First, we establish sharp bounds for FedAvg, the most popular algorithm in
Federated Learning. We demonstrate how FedAvg may suffer from a notion we call
iterate bias, and how an additional third-order smoothness assumption may
mitigate this effect and lead to better convergence rates. We explain this
phenomenon from a Stochastic Differential Equation (SDE) perspective.
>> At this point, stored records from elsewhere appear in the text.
PR #3512, opened 2026-08-17
fix(node): stop the actors before the runtime they depend on goes away

### LINKED ISSUE #3503: merod busy-loops on a dead netlink socket after shutdown (76% of all e2e log bytes)
## Summary

When a node finishes shutting down, `libp2p_mdns`'s interface watcher busy-loops on a dead netlink socket until the process is killed. `Swarm::poll` spins at roughly **280,000 iterations per second** for the remainder of the node's life, logging three lines per iteration.

The Tokio runtime shuts down, which takes the netlink socket that if-watch holds. The watcher's stream returns an error, is polled again, returns the same error, forever. The trigger is visible 95 µs after the last shutdown line:

```
08:46:24.958932  INFO calimero_node::network_event_processor: Graceful shutdown complete
08:46:24.959865  INFO calimero_node::run: Node shutdown complete
08:46:24.960048  INFO calimero_node::dag_compactor: DAG compaction actor stopped
08:46:24.960053 ERROR Swarm::poll: netlink_proto::framed: failed to read from netlink socket:
                      Custom { kind: Other, error: "A Tokio 1.x context was found, but it is being shutdown" }
08:46:24.960067  WARN Swarm::poll: netlink_proto::connection: netlink socket stream shut down
08:46:24.960075 ERROR Swarm::poll: libp2p_mdns::behaviour: if watch returned an error:
                      rtnetlink socket closed. Connection has been terminated.
                      … repeating until SIGKILL
```

mDNS is on by default (`mdns: true`, `crates/network/primitives/src/config.rs`), so every node is exposed. Note that mDNS discovery contributes nothing to a containerised fleet, which finds peers over bootstrap, kad and rendezvous.

## Impact

**A CPU core spins for the whole shutdown window on every node stop.** merobox's teardown gives containers a 5 s drain before SIGKILL, so in practice that is ~5 s of a pegged core per node, per scenario, plus whatever a real deployment's stop window allows. It also delays nothing visibly, which is why it went unnoticed.

**It is 76% of all e2e log bytes.** Measured over 20 node logs from 6 scenarios in run 32011251220 (598 MB total):

| line | count | MB | % of all bytes |
|---|---:|---:|---:|
| `netlink_proto::framed` — failed to read from netlink socket | 746,693 | 206.1 | 34.5% |
| `netlink_proto::connection` — netlink socket stream shut down | 746,692 | 138.9 | 23.2% |
| `libp2p_mdns::behaviour` — if watch returned an error | 462,713 | 109.2 | 18.3% |
| **combined** | **1,956,098** | **454.2** | **76.0%** |

One node makes the shape plain: `rust-xcall-1` lived 22.5 s and wrote 1,396,557 lines, of which **1,388,139 — 99.4% — are these three**. Its per-second counts over the final window are 261,979 / 281,683 / 278,601 / 285,809 / 270,565.

Downstream: CI artifacts of 325 MB for a single scenario, and any real shutdown problem is buried under a million lines. Turning the log level down would hide the symptom and leave the spin in place, so a `RUST_LOG` filter is explicitly **not** the fix.

## Steps to reproduce

1. Run any merobox scenario with two or more nodes, e.g. `cd apps/xcall-example && merobox bootstrap run workflows/xcall-example-scenario.yml --e2e-mode`.
2. Let it finish and tear down.
3. `grep -c netlink data/container-logs/*.log`

**Actual:** hundreds of thousands of matches per node, all timestamped after `Node shutdown complete`, at ~280k lines/second.
**Expected:** none. Once shutdown has begun the swarm should stop being polled, and an if-watch error should not be retried in a tight loop.

Reproduces on every scenario in the corpus; the count scales with how long the container survives after shutdown completes.

## Criteria for resolving

- [ ] After `Node shutdown complete`, no further `Swarm::poll` output is produced — the swarm task is not polled once shutdown has begun.
- [ ] A terminal if-watch error is not retried in a tight loop; either the mDNS behaviour is disabled or the watcher stops after a terminal error.
- [ ] mDNS is not enabled where it cannot help. Either default `mdns` to `false`, or leave the default and have merobox/e2e configs disable it — the decision to make explicitly is whether local-network discovery is a default worth its cost.
- [ ] A regression check: a scenario teardown produces no more than a handful of `netlink`/`if watch` lines, assertable with the same `grep -c` above.
- [ ] `cargo fmt --check`, `cargo clippy --workspace --all-targets --features calimero-storage/testing -- -D warnings`, and `cargo test` pass.

---

Found while auditing log volume, alongside calimero-network/core#3501 (library log noise) and calimero-network/core#3502 (user data in logs).

chefsale:
Fixes #3503.

## Root cause

**Shutdown never told the Actix system to stop.** It came down anyway — but by accident, and far too late.

Dropping `arbiter_pool` closes the arbiter-handle channel, and the task holding that sender calls `System::current().stop()` when the send fails. That drop happens when `run()` **returns** — after the drain, after the flush, after `Node shutdown complete`. So the arbiters tear their actors down against a global runtime that is already going away.

Any actor holding an IO resource registered on that runtime then sees it fail. The swarm's mdns interface watcher is one of them:

```
08:46:24.959865  INFO calimero_node::run: Node shutdown complete
08:46:24.960053 ERROR Swarm::poll: netlink_proto::framed: failed to read from netlink socket:
                      "A Tokio 1.x context was found, but it is being shutdown"
08:46:24.960075 ERROR Swarm::poll: libp2p_mdns::behaviour: if watch returned an error: rtnetlink socket closed
                      … ~280,000 times a second for 5 s, until SIGKILL
```

if-watch reports the error, the behaviour treats it as retryable, and `Swarm::poll` spins — which both pegs a core and stops the arbiter from ever finishing, so the process has to be killed from outside. That spin is **454 MB of the 598 MB corpus, 76% of all e2e log bytes.**

## The fix

Stop the system explicitly during the drain, while the runtime that owns the actors' IO is still healthy — there is then no failing resource to spin on.

Placed **before the datastore flush**, because actors write to the datastore exactly as the background tasks below them do, and **after the server and bridge drains**, which both talk to actors. `ArbiterPool` grows a `stop()`, holding a `System` handle taken on the system's own thread — `System::current()` resolves nowhere else, and every thread it does resolve on is owned by the system. It follows the file's existing `*_done` convention so a finished `JoinHandle` is never re-awaited.

## Before → after

The ordering change is observable **without netlink**, which is what makes it testable off Linux. Running a real node and sending it SIGTERM:

**Before** — `Node shutdown complete` at line 75, then six actor-shutdown lines *after* it:

```
75: INFO calimero_node::run: Node shutdown complete
    INFO calimero_node::sync_session_bridge: SyncSession actor stopped
    INFO calimero_node::gc: Garbage collection actor stopped
    INFO calimero_node::dag_compactor: DAG compaction actor stopped
    INFO calimero_node::state_delta_bridge: StateDelta actor stopped
```

**After** — the actors come down first and that line is genuinely last:

```
    INFO calimero_node::sync_session_bridge: SyncSession actor stopped
    INFO calimero_node::state_delta_bridge: StateDelta actor stopped
    INFO calimero_node::dag_compactor: DAG compaction actor stopped
81: INFO calimero_node::run: Node shutdown complete
```

**That trailing window is the one the netlink socket dies in.** Both runs exit in ~0.04 s with code 0 on macOS, where there is no netlink and so nothing to spin on — which is exactly why the Linux confirmation has to come from CI rather than from a local run. I have deliberately not claimed the spin is gone on the strength of a macOS test; the check is `grep -c netlink` over this PR's own e2e log artifacts, and the container exit code that merobox now records (137 vs 143).

## Regression test

`stop_ends_the_system_while_the_pool_is_still_alive` — calls `stop()` with the pool still in scope and asserts the system task finishes on its own, i.e. without the drop that used to be the only thing ending it.

```
cargo test -p calimero-node --features calimero-storage/testing   → 11 test binaries, 0 failures
cargo fmt --check                                                 → clean
cargo clippy -p calimero-node --all-targets \
  --features calimero-storage/testing -- -D warnings              → clean
```

## Out of scope

The second lever in #3503: **mdns is still `true` by default.** Whether local-network discovery earns that default in a fleet that finds peers over bootstrap/kad/rendezvous is a separate question from this ordering bug, and turning it off would mask this rather than fix it. Worth deciding on its own.


chefsale:
## Verified on Linux, from this PR's own e2e artifacts

The macOS run in the description could only prove the ordering change, not the spin — there is no netlink there. Here is the Linux confirmation, `xcall-example-scenario` node 1, which was the worst-affected scenario:

| | before (run 32011251220) | after (this PR) |
|---|---:|---:|
| lines | 1,396,557 | **600** |
| bytes | ~325 MB | **177 KB** |
| netlink / if-watch lines | 1,388,139 (99.4%) | **0** |
| artifact size | 12.1 MB compressed | **21 KB** |

Zero netlink or `if watch returned an error` lines in every scenario I checked — `xcall-example-scenario`, `shared-storage-concurrent-rotation-converge`, `auto-follow-flag-flipped-late`, `account-device-revoke-lockout`.

And the ordering change holds on the real platform — `Node shutdown complete` is genuinely last, with the actor teardown ahead of it:

```
14:01:44.304311  INFO calimero_node::state_delta_bridge: StateDelta actor summary …
14:01:44.304326  INFO calimero_node::state_delta_bridge: StateDelta actor stopped
14:01:44.304505  INFO calimero_node::gc: Garbage collection actor stopped
14:01:44.306005  INFO calimero_node::run: Node shutdown complete
```

That is the window the netlink socket used to die in, now closed.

Second, we propose Federated Accelerated Stochastic Gradient Descent (FedAc),
the first principled acceleration of FedAvg, which provably improves the
convergence rate and communication efficiency. Our technique uses on a
potential-based perturbed iterate analysis, a novel stability analysis of
generalized accelerated SGD, and a strategic tradeoff between acceleration and
stability.
Third, we study the Federated Composite Optimization problem, which extends
the classic smooth setting by incorporating a shared non-smooth regularizer. We
show that direct extensions of FedAvg may suffer from the "curse of primal
averaging," resulting in slow convergence. As a solution, we propose a new
primal-dual algorithm, Federated Dual Averaging, which overcomes the curse of
primal averaging by employing a novel inter-client dual averaging procedure.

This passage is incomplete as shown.